The salient question on appeal is whether the agreement mandated the trial court’s dismissal of Sellers’s workers’ compensation claim against Venture Express because it was asserted in an Alabama court rather than a Tennessee court. Stated another way, we must consider whether the agreement required Sellers to seek workers’ compensation benefits only in a Tennessee court and only under Tennessee law despite her having been injured in Alabama. The Act mandates that, because this appeal concerns a question of law, this court must apply no presumption of correctness to the trial court’s ruling. Ala. Code 1975, § 25-5-81(e)(1).

Employer’s Contentions

In support of its argument that Tennessee was the exclusive forum for Sellers’s workers’ compensation claim, VE cited subsection (c) of § 25-5-35, Ala. Code 1975. That subsection provides:

(c) An employee whose duties require him to travel regularly in the service of his employer in this and one or more other states may, by written agreement with his employer, provide that his employment is principally localized in this or another such state; and, unless such other state refuses jurisdiction, such agreement shall be given effect under this section.

Context of § 25-5-35(c)

The appellate court noted, however, that in order to understand the proper scope of § 25-5-35(c), the subsection needed to be considered within the context of the entire statute and within the context of the section’s enactment in 1975. As noted by the court, Section 25-5-35 was added to address the “extraterritorial coverage”of Alabama’s workers’ compensation laws and was an incorporation, in substantial part, of model legislation (“the model act”) drafted by the Council of State Governments’ Advisory Committee on Workmen’s Compensation (“the Council”).

Many within the workers’ compensation world will note that the model act was, for its part, drafted to address the problem created by a mishmash of various state conflict-of-laws statutes and jurisprudence, which had too often resulted in situations in which a worker injured while laboring outside the worker’s home state was left without a remedy.

The appellate court cited a paper written by my mentor, Arthur Larson, and submitted to the National Commission, entitled “Conflict of Laws in Workmen’s Compensation.” Therein, Dr.
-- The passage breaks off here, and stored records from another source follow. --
PR #10149, opened 2021-06-09
Fix bug when running presence off master

### LINKED ISSUE #10027: Own presence shown as offline after a while with presence writer worker enabled
### Description

We're trialing presence workers on a few EMS hosts and for a while the new presence writer worker worked fine. After a few days, both of the hosts stopped reporting presence online for the user themselves. A restart of Synapse made presence show correctly for self again.

### Version information

- **Version**: v1.34.0
- **Platform**: EMS/Docker

Please ping for host names for logs access.

erikjohnston:
Hopefully fixes #10027.

### DIFF
--- a/changelog.d/10149.bugfix
+++ b/changelog.d/10149.bugfix
@@ -1,1 +1,1 @@
-Fix bug where presence updates would stop working when using a presence writer worker.
+Fix a bug which caused  presence updates to stop working some time after restart, when using a presence writer worker.
--- a/changelog.d/10149.bugfix
+++ b/changelog.d/10149.bugfix
@@ -1,0 +1,1 @@
+Fix bug where presence updates would stop working when using a presence writer worker.
--- a/synapse/storage/databases/main/presence.py
+++ b/synapse/storage/databases/main/presence.py
@@ -50,7 +50,7 @@ class PresenceStore(SQLBaseStore):
                 instance_name=self._instance_name,
                 tables=[("presence_stream", "instance_name", "stream_id")],
                 sequence_name="presence_stream_sequence",
-                writers=hs.config.worker.writers.to_device,
+                writers=hs.config.worker.writers.presence,
             )
         else:
             self._presence_id_gen = StreamIdGenerator(
--- a/synapse/storage/util/id_generators.py
+++ b/synapse/storage/util/id_generators.py
@@ -397,7 +397,7 @@ class MultiWriterIdGenerator:
                 # ... persist event ...
         """
 
-        # If we have a list of instance that are allowed to write to this
+        # If we have a list of instances that are allowed to write to this
         # stream, make sure we're in it.
         if self._writers and self._instance_name not in self._writers:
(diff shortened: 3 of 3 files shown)


callahad (commented):
Seems reasonable. Two completely subjective questions:

- How do we feel about `assert`, versus code which is guaranteed to execute at runtime?

- Given the duplication, would it make sense to throw the assertion in a decorator and slap that on the `get_next` functions?

anoadragon453:
> How do we feel about assert, versus code which is guaranteed to execute at runtime?

I've always been a bit wary about it, as its possible to strip `assert`s out when running Python with `-O` and `-OO`, which some people may be doing. Alternatively, I think using them only in the context of when a programming error was made (assert that a str was passed to this function) is fine.

I'm not sure if this change falls into the latter bracket though, so perhaps raising an Exception would be better?

synapse/storage/util/id_generators.py
```diff
@@ -397,6 +397,11 @@ def get_next(self):
                 # ... persist event ...
         """
 
+        # If we have a list of instance that are allowed to write to this
```
richvdh, line 400:
```suggestion
        # If we have a list of instances that are allowed to write to this
```

synapse/storage/util/id_generators.py
```diff
@@ -406,6 +411,11 @@ def get_next_mult(self, n: int):
                 # ... persist events ...
         """
 
+        # If we have a list of instance that are allowed to write to this
```
richvdh, line 414:
```suggestion
        # If we have a list of instances that are allowed to write to this
```

synapse/storage/util/id_generators.py
```diff
@@ -416,6 +426,11 @@ def get_next_txn(self, txn: LoggingTransaction):
             # ... persist event ...
         """
 
+        # If we have a list of instance that are allowed to write to this
```
richvdh, line 429:
```suggestion
        # If we have a list of instances that are allowed to write to this
```

synapse/storage/databases/main/presence.py
```diff
@@ -50,7 +50,7 @@ def __init__(
                 instance_name=self._instance_name,
                 tables=[("presence_stream", "instance_name", "stream_id")],
                 sequence_name="presence_stream_sequence",
-                writers=hs.config.worker.writers.to_device,
+                writers=hs.config.worker.writers.presence,
```
richvdh, line 53: hawkward!

changelog.d/10149.bugfix
```diff
@@ -0,0 +1 @@
+Fix bug where presence updates would stop working when using a presence writer worker.
```
richvdh, line 1:
```suggestion
Fix a bug which caused  presence updates to stop working some time after restart, when using a presence writer worker.
```

richvdh (approved):
lgtm

synapse/storage/databases/main/presence.py
erikjohnston: inorite

PR #10150, opened 2021-06-09
Avoid sending lots of federation transactions all at once due to presence.

erikjohnston:
One of the really annoying things with presence is that every time your state changes it will send a transaction to all servers you share a room with all at once. This can cause huge spikes in CPU (and I think memory), so ideally we'd avoid that.

This PR adds a random delay between 0 and 5s before poking the PerDestinationQueue to start sending transactions. The idea here is that a) a 5s delay to presence is fine most of the time, and b) we mainly care about presence being fast when a user is already interacting with a room, e.g. they've started typing, at which point we'll already be sending transactions to those servers which will pull in the relevant presence updates.

The PR needs clean up, but I mostly want to check whether this seems like a sane thing to do? It has made things noticeably better on jki.re.

### DIFF
--- a/synapse/federation/sender/per_destination_queue.py
+++ b/synapse/federation/sender/per_destination_queue.py
@@ -32,7 +32,9 @@ from synapse.handlers.presence import format_user_presence_state
 from synapse.logging import issue9533_logger
 from synapse.logging.opentracing import SynapseTags, set_tag
 from synapse.metrics import sent_transactions_counter
-from synapse.metrics.background_process_metrics import run_as_background_process
+from synapse.metrics.background_process_metrics import (
+    wrap_as_background_process,
+)
 from synapse.types import ReadReceipt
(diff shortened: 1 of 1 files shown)


richvdh:
In principle I think that delaying presence updates is fine, and that batching them up is a good idea.

The idea of doing it randomly makes me feel a bit funny, but I guess it's quick, easy and effective.

anoadragon453:
I assumed we'd be removing the ability for presence changes to wake up the destination queue entirely, but I suppose that putting a cap of 5s on it is a good idea to prevent stale presence from being sent out. The randomness factor ensure that we don't just end up with the same problem 5s down the line. So this seems like a reasonable approach - interested to see how much it helps on large deployments.

erikjohnston:
Thanks for the responses! I need to rework this a bit, so closing it for now

Issue #10128, opened 2021-06-04
synapse/app/admin_cmd.py still using removed storage.presence


callahad:
synapse/app/admin_cmd.py still using removed storage.presence:
`from synapse.replication.slave.storage.presence import SlavedPresenceStore`

_Originally posted by @vitlav in https://github.com/matrix-org/synapse/issues/9820#issuecomment-854150858_

anoadragon453:
This file is used for the exfiltration of historical data in case of GDPR requests. Definitely something we'd like to have working when required, and we should probably fix it for the next release.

Larson urged a pragmatic approach: that an employee or his survivor be given the choice of filing a claim in the State where the injury or death occurred, or where the employment was principally localized, or where the employee was hired.

Alabama Adopted Section 7 of the Model Act

The court, continuing its excellent summary of the historical-legal context of the issue, noted that Alabama adopted Section 7 of the Model Act in near verbatim fashion [see Ala. Code § 25-5-35 (1975). That section sets forth parameters under which the substantive provisions of the Act may properly be applied to work-related injuries occurring outside Alabama.

Injuries Occurring Inside the State of Alabama

The court stressed that Ala. Code § 25-5-35(g) provided that an Alabama court may entertain an action to recover workers’ compensation benefits under the Act with respect to an injury occurring within the state regardless of the localization of the employment of the injured employee. Based on that provision, the court was require to consider to what extent, if any, an employee and an employer may enter into a preinjury choice-of-law or forum-selection agreement regarding a workers’ compensation claim.

Parties May Not Limit Alabama’s Jurisdiction by Agreement

Quoting Larson’s Workers’ Compensation Law, § 143.07[1], the court concluded that § 25-5-35(c) did not authorize the parties to agree to limit the jurisdiction of the Act. Accordingly, that portion of the agreement purporting to restrict Sellers’s ability to seek workers’ compensation benefits under the Act [for injuries sustained in Alabama] was void as against public policy. The trial court’s decision purporting to establish Tennessee as the exclusive forum for resolution of Sellers’s claim for workers’ compensation benefits was erroneous.